(Stored data entries)

---*---

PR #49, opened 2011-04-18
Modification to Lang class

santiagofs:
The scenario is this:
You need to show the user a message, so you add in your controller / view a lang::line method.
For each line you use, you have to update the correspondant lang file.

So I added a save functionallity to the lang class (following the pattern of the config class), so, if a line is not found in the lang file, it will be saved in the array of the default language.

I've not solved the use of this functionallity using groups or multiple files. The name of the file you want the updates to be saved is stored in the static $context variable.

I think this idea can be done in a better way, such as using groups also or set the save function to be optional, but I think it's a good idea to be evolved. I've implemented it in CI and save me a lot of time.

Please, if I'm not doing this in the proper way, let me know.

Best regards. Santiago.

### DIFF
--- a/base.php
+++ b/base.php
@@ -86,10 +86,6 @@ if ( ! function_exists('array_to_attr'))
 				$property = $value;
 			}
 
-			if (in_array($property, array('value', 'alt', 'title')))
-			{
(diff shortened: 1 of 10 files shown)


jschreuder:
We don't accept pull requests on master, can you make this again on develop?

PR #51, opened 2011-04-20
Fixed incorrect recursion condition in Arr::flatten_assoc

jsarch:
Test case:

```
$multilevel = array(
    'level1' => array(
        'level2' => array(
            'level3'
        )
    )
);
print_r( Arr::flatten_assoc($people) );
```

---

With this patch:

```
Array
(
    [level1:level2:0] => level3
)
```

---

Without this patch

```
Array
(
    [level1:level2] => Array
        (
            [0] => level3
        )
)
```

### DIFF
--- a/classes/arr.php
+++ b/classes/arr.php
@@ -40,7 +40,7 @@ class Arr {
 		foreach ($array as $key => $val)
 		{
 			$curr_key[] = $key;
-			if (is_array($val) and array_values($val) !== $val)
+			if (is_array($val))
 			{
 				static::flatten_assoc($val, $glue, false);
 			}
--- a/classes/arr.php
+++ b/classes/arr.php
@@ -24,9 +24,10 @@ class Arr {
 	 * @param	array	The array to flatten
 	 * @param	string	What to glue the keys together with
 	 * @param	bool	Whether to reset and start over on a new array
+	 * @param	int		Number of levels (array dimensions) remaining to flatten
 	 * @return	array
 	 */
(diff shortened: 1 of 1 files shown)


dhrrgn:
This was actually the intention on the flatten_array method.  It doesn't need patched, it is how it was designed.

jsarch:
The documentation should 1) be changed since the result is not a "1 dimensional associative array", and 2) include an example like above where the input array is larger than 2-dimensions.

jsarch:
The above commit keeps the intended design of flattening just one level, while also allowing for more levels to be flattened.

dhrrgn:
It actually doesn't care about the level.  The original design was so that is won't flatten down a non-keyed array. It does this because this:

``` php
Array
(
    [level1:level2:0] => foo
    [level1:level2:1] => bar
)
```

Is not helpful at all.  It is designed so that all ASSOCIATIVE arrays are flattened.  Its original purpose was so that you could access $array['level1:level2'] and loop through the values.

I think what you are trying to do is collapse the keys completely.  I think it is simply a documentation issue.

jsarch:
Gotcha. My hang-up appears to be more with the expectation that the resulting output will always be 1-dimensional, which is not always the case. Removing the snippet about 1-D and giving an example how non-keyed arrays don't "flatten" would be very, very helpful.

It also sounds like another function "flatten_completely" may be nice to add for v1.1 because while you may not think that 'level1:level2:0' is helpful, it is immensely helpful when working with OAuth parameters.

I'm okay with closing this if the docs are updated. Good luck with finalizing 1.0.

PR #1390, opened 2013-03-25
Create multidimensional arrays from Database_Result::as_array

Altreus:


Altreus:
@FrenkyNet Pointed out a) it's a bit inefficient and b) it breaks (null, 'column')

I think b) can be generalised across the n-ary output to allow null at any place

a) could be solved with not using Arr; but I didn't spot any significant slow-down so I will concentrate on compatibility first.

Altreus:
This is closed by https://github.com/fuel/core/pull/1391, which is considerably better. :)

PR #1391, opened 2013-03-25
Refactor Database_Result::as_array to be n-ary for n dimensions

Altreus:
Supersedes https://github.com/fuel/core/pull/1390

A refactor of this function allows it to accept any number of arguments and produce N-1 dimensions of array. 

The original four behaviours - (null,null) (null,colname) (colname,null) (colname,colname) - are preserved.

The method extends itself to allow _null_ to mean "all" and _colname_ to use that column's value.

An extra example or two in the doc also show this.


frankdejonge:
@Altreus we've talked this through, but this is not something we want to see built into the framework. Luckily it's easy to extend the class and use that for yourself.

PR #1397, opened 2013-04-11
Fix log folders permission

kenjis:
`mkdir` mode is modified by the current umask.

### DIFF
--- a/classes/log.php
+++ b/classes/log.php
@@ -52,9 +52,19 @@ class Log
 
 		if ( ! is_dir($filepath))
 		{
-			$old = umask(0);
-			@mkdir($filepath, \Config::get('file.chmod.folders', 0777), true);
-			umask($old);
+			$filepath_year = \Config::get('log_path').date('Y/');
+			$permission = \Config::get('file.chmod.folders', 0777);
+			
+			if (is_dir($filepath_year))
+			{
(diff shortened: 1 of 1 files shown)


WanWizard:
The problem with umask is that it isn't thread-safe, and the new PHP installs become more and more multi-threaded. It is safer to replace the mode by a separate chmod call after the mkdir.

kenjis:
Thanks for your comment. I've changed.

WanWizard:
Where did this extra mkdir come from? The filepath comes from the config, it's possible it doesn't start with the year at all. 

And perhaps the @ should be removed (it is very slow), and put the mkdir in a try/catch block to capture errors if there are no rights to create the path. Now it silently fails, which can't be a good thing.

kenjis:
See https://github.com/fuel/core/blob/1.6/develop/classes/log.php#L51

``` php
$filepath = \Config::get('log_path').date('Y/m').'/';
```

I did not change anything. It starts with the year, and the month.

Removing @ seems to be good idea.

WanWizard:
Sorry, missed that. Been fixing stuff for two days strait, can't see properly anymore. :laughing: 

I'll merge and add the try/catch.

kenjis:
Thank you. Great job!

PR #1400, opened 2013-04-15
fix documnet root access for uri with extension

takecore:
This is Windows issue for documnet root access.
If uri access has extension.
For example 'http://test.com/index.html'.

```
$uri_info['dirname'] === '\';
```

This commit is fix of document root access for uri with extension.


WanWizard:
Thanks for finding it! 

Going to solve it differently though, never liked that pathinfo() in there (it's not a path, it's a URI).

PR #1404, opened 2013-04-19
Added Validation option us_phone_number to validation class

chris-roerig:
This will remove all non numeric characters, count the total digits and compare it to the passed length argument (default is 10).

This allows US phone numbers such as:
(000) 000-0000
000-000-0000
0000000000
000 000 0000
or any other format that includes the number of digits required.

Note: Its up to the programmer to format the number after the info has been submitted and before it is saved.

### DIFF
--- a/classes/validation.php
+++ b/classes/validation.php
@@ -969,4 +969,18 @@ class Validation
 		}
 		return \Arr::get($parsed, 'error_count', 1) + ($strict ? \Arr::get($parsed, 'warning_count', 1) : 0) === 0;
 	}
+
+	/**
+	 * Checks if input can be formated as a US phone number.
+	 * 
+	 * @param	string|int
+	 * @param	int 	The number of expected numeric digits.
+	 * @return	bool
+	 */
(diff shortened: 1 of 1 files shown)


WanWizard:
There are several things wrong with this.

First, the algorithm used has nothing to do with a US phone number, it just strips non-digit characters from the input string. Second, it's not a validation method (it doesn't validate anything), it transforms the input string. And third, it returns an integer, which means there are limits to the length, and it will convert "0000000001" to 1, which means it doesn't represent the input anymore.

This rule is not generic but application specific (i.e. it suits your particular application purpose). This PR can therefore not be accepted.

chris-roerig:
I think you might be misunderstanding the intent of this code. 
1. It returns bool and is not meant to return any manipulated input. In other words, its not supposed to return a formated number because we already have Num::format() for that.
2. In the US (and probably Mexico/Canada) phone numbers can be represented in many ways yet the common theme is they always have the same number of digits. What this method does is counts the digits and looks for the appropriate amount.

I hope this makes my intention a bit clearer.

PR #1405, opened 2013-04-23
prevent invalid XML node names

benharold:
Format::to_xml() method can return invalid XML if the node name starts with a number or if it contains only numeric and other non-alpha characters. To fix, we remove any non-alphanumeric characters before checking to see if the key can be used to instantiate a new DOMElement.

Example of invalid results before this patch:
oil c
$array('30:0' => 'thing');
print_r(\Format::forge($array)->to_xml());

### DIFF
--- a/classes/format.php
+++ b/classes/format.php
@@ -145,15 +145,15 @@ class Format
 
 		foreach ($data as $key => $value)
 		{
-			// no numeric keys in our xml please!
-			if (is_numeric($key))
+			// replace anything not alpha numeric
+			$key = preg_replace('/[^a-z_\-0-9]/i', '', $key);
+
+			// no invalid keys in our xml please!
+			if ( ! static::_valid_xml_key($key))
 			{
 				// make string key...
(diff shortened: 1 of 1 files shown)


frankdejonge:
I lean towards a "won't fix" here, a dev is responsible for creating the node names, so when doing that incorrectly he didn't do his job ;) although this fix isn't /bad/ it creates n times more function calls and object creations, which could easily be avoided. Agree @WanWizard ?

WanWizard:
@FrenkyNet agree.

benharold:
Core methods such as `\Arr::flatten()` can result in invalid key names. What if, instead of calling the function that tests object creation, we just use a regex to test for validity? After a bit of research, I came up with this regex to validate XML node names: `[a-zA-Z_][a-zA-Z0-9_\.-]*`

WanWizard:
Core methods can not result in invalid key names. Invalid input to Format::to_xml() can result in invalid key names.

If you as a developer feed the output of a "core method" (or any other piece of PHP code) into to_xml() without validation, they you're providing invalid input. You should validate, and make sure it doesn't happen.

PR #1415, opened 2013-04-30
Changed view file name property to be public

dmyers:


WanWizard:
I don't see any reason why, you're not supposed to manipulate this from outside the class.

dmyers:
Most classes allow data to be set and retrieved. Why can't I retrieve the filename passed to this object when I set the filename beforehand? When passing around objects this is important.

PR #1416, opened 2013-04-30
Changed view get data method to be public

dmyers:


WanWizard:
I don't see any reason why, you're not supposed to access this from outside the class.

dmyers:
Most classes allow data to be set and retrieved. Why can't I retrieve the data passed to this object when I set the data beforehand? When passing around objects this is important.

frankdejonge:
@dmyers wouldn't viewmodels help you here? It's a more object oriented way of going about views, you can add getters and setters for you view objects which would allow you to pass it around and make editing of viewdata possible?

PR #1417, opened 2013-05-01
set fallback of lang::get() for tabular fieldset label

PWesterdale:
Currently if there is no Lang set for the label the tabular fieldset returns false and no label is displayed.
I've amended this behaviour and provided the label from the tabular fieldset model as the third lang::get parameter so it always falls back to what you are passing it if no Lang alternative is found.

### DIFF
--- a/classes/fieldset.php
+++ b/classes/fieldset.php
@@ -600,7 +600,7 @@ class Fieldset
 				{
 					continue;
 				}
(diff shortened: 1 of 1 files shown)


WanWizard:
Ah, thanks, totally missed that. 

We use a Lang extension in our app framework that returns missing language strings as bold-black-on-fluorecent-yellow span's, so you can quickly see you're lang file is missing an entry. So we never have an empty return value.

---*---

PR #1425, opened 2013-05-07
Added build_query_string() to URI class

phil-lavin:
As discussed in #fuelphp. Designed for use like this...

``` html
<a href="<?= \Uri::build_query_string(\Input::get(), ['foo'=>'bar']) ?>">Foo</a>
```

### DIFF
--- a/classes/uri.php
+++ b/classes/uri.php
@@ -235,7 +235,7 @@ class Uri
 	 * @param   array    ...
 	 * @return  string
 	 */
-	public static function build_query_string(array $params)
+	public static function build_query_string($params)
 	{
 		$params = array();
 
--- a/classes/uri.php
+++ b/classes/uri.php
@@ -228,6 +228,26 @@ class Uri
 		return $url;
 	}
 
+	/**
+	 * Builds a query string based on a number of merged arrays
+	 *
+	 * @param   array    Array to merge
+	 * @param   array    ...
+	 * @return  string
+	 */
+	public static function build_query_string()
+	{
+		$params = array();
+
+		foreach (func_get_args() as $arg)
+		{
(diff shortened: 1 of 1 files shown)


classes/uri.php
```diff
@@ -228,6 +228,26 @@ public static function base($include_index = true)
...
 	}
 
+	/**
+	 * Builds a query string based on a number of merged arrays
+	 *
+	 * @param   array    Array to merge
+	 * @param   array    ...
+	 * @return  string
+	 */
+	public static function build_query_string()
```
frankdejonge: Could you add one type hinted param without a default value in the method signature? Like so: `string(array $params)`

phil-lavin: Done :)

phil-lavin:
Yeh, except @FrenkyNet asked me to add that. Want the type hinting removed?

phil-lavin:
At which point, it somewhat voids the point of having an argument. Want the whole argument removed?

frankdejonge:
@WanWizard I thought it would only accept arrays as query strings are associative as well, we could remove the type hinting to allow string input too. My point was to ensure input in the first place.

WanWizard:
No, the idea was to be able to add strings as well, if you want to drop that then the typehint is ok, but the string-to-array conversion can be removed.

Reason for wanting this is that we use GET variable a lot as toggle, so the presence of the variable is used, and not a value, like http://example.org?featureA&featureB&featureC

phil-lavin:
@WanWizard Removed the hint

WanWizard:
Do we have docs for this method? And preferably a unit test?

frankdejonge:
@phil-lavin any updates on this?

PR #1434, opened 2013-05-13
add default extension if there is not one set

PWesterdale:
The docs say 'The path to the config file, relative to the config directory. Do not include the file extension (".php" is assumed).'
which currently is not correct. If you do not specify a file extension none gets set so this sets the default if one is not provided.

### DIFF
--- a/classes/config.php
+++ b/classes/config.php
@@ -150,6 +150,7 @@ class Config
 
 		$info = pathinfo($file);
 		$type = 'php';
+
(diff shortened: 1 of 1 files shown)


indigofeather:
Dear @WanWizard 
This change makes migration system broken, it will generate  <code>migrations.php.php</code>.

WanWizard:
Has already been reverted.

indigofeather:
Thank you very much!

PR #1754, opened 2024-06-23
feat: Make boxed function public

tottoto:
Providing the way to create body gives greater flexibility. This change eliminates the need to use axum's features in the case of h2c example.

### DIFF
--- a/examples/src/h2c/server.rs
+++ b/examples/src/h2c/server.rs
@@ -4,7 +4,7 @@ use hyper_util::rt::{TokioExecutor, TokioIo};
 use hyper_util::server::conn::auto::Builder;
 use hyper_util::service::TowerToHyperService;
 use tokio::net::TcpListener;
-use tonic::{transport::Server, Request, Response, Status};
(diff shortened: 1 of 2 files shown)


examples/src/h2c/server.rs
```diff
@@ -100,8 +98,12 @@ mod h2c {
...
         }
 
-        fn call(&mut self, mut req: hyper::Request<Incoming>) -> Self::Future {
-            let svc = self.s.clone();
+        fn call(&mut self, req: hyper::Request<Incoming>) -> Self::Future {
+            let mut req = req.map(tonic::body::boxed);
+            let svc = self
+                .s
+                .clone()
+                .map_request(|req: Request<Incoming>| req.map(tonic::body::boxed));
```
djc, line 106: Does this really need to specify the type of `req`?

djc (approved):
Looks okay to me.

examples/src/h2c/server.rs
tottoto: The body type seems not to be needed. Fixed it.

---*---

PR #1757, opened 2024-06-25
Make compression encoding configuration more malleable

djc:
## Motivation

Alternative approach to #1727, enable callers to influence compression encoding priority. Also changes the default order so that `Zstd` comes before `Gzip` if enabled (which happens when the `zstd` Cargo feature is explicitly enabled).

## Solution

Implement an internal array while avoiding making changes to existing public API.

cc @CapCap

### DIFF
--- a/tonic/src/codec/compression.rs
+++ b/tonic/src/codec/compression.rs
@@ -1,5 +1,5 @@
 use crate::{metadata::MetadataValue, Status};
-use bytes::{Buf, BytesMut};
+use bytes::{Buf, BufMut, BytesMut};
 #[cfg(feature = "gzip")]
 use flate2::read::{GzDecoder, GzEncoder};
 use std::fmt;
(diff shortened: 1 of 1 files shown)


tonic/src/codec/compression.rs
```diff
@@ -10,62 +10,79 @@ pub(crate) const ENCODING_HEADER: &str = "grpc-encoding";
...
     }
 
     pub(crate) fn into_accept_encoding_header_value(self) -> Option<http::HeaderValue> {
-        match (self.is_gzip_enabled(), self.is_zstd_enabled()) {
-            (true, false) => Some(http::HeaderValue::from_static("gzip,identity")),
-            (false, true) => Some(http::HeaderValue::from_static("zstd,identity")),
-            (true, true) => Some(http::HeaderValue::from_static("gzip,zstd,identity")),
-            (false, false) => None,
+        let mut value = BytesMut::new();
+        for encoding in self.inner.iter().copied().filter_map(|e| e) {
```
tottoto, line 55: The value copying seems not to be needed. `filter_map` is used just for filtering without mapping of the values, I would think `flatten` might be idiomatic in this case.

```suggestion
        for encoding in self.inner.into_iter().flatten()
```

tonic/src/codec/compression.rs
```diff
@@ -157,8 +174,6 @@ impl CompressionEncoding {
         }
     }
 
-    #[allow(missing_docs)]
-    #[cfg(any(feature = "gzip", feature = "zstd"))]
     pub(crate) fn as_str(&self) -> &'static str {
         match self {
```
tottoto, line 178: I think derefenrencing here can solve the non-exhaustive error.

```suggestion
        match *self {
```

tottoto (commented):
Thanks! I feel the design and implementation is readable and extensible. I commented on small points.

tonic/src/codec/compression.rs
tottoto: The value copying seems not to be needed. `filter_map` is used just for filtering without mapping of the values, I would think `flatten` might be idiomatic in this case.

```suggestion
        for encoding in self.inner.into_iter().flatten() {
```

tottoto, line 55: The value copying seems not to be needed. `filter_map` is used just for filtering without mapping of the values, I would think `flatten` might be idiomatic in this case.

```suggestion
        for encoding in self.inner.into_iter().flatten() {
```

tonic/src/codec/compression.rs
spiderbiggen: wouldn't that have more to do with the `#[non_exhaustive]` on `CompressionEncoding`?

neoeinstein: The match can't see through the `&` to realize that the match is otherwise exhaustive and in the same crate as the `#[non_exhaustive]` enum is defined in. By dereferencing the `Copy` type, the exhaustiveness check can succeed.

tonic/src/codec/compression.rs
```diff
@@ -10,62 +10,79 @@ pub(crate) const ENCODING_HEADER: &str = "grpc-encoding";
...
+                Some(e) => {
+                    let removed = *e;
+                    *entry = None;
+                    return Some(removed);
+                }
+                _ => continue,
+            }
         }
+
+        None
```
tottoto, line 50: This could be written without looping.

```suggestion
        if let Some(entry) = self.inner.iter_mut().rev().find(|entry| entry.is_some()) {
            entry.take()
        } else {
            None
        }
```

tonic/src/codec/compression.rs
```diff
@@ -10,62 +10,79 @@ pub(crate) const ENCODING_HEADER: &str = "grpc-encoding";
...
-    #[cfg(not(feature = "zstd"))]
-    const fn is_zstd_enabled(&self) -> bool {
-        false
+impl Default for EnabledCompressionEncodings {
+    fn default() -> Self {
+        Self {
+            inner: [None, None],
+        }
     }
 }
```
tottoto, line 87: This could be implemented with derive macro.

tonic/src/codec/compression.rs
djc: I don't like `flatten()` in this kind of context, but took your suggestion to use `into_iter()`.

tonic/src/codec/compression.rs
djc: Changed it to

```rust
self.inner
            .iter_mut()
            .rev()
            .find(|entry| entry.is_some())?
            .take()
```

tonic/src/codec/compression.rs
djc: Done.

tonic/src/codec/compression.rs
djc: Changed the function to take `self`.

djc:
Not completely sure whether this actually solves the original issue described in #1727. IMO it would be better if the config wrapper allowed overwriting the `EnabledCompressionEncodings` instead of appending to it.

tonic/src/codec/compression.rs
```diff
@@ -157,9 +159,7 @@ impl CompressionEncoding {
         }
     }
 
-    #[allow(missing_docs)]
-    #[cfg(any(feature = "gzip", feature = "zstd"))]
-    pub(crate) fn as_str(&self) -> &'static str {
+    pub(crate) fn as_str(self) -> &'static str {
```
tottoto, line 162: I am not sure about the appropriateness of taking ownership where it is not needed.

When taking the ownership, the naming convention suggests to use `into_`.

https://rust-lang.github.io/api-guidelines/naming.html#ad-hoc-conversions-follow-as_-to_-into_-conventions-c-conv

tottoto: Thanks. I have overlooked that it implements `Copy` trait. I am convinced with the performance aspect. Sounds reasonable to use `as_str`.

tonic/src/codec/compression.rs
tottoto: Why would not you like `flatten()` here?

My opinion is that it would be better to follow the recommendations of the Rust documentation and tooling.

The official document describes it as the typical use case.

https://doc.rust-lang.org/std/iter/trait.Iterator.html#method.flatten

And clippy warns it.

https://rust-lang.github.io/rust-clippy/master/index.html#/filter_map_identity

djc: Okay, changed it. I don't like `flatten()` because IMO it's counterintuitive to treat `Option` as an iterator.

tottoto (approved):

---*---

Required action: Whichever lines of the records above hold the word "Fixed" should all be copied out.

Task solution:
Fixed incorrect recursion condition in Arr::flatten_assoc
tottoto: The body type seems not to be needed. Fixed it.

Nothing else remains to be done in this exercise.